◆ **Exercise objective**:
The stretch wanted below opens at the line containing "Ingest Stova event" and closes at the line containing "Events require a". Please return it exactly, with no other lines.

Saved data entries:
PR #5866, opened 2024-12-18
Feature/tet 812 ingest stova data

DeanElliott96:
### Description of change

Ingest Stova event data into DataHub `StovaEvent` model which copies it into a DataHub `Event`.

This uses the new generic ingest app from here: https://github.com/uktrade/data-hub-api/pull/5847.

Events require a Service which is not provided by Stova, after speaking with Tom Aldridge and we are going to create a new service "Stova Event Service" which will be applied to all ingested Stova Events.

Each row (stova event) will not be updated but the ingested file will be updated with new events so there is no requirement to update the already ingested Stova Events.

Depending on: https://github.com/uktrade/data-hub-frontend/pull/7422 as the service requires being added to the frontend as well.

### Checklist

### DIFF
--- a/cron-scheduler.py
+++ b/cron-scheduler.py
@@ -18,7 +18,7 @@ from datahub.company.tasks.contact import (
 )
 from datahub.company.tasks.export_potential import update_company_export_potential_from_csv
 from datahub.company_activity.tasks.ingest_company_activity import ingest_activity_data
-from datahub.company_activity.tasks.ingest_stova_events import stova_identification_and_ingest_task
+from datahub.company_activity.tasks.ingest_stova_events import ingest_stova_event_data
 from datahub.core.queues.constants import (
     EVERY_EIGHT_AM,
     EVERY_EIGHT_THIRTY_AM_ON_FIRST_EACH_MONTH,
@@ -141,7 +141,7 @@ def schedule_jobs():
         description='Check S3 for new EYB triage data files and schedule ingestion',
     )
     job_scheduler(
-        function=stova_identification_and_ingest_task,
+        function=ingest_stova_event_data,
         cron=EVERY_HOUR,
         description='Check S3 for new Stova Event files and schedule ingestion',
     )
--- a/cron-scheduler.py
+++ b/cron-scheduler.py
@@ -18,7 +18,7 @@ from datahub.company.tasks.contact import (
 )
 from datahub.company.tasks.export_potential import update_company_export_potential_from_csv
 from datahub.company_activity.tasks.ingest_company_activity import ingest_activity_data
-from datahub.company_activity.tasks.ingest_stova_events import stova_identification_task
+from datahub.company_activity.tasks.ingest_stova_events import stova_identification_and_ingest_task
 from datahub.core.queues.constants import (
     EVERY_EIGHT_AM,
     EVERY_EIGHT_THIRTY_AM_ON_FIRST_EACH_MONTH,
@@ -141,7 +141,7 @@ def schedule_jobs():
         description='Check S3 for new EYB triage data files and schedule ingestion',
     )
     job_scheduler(
-        function=stova_identification_task,
+        function=stova_identification_and_ingest_task,
         cron=EVERY_HOUR,
         description='Check S3 for new Stova Event files and schedule ingestion',
     )
--- a/cron-scheduler.py
+++ b/cron-scheduler.py
@@ -18,6 +18,7 @@ from datahub.company.tasks.contact import (
 )
 from datahub.company.tasks.export_potential import update_company_export_potential_from_csv
 from datahub.company_activity.tasks.ingest_company_activity import ingest_activity_data
+from datahub.company_activity.tasks.ingest_stova_events import stova_identification_task
 from datahub.core.queues.constants import (
     EVERY_EIGHT_AM,
     EVERY_EIGHT_THIRTY_AM_ON_FIRST_EACH_MONTH,
@@ -138,6 +139,11 @@ def schedule_jobs():
         function=ingest_eyb_triage_file,
         cron=EVERY_HOUR,
         description='Check S3 for new EYB triage data files and schedule ingestion',
+    )
+    job_scheduler(
+        function=stova_identification_task,
+        cron=EVERY_HOUR,
+        description='Check S3 for new Stova Event files and schedule ingestion',
     )
 
     if settings.ENABLE_ESTIMATED_LAND_DATE_REMINDERS:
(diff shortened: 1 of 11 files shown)


DeanElliott96:
Forgot to add it to the cron.

DeanElliott96:
Paused for now, the frontend expects a "service" and crashes without one.

cron-scheduler.py
```diff
@@ -139,6 +140,11 @@ def schedule_jobs():
         cron=EVERY_HOUR,
         description='Check S3 for new EYB triage data files and schedule ingestion',
     )
+    job_scheduler(
+        function=stova_identification_task,
```
baarkerlounger, line 144: Is `identification` different from ingestion? If not might be worth sticking to the naming pattern of the other jobs for consistency?

datahub/company_activity/tasks/ingest_stova_events.py
```diff
@@ -1,78 +1,99 @@
...
+            'location_address1': record.get('location_address1', ''),
+            'location_address2': record.get('location_address2', ''),
+            'location_address3': record.get('location_address3', ''),
+            'location_postcode': record.get('location_postcode', ''),
+            'standard_currency': record.get('standard_currency', ''),
         }
 
-        StovaEvent.objects.create(**values)
+        try:
+            StovaEvent.objects.create(**values)
```
baarkerlounger, line 88: Can these events be updated or is it just create?

cron-scheduler.py
DeanElliott96: The identification function identifies the next latest key (file). The identification code takes an ingestion function as a parameter and once a file (key) is found it schedules the given ingestion function.

A little confusing and not clear here, I can add some comments and look at renaming them.

datahub/company_activity/tasks/ingest_stova_events.py
DeanElliott96: Good thought! I've not considered this, I'll raise on stand up tomorrow and see if it will be updated or who to contact and ask.

cron-scheduler.py
baarkerlounger: I think I'd say that's just part of the overall "ingestion system" rather than a thing in it's own right but I see what you mean.

datahub/company_activity/tasks/ingest_stova_events.py
DeanElliott96: @chopkinsmade has said the fields will not change, only additional new rows (events) will be in the file.

cron-scheduler.py
DeanElliott96: I've renamed the function and added some docstrings.

datahub/company_activity/models/stova_event.py
```diff
@@ -82,11 +82,23 @@ def create_or_update_datahub_event(self) -> Event:
...
                 'address_postcode': self.location_postcode,
                 'address_country': get_country_by_country_name(self.country, 'GB'),
+                'service_id': self.get_stova_event_service_id(),
                 'notes': self.description,
             },
         )
         return event
 
+    @staticmethod
+    def get_stova_event_service_id() -> str:
```
baarkerlounger, line 92: Does this even need a method? Why not just a constant?

cron-scheduler.py
```diff
@@ -139,6 +140,11 @@ def schedule_jobs():
         cron=EVERY_HOUR,
         description='Check S3 for new EYB triage data files and schedule ingestion',
     )
+    job_scheduler(
+        function=stova_identification_and_ingest_task,
```
baarkerlounger, line 144: `ingest_stova_event_data` ? Would match the others more closely but just a personal preference/nit really.

datahub/company_activity/models/stova_event.py
baarkerlounger: Actually where does this `id` come from? Should there be a real lookup here?

datahub/company_activity/tasks/ingest_stova_events.py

◆ **Response for this exercise**:
Ingest Stova event data into DataHub `StovaEvent` model which copies it into a DataHub `Event`.

This uses the new generic ingest app from here: https://github.com/uktrade/data-hub-api/pull/5847.

Events require a Service which is not provided by Stova, after speaking with Tom Aldridge and we are going to create a new service "Stova Event Service" which will be applied to all ingested Stova Events.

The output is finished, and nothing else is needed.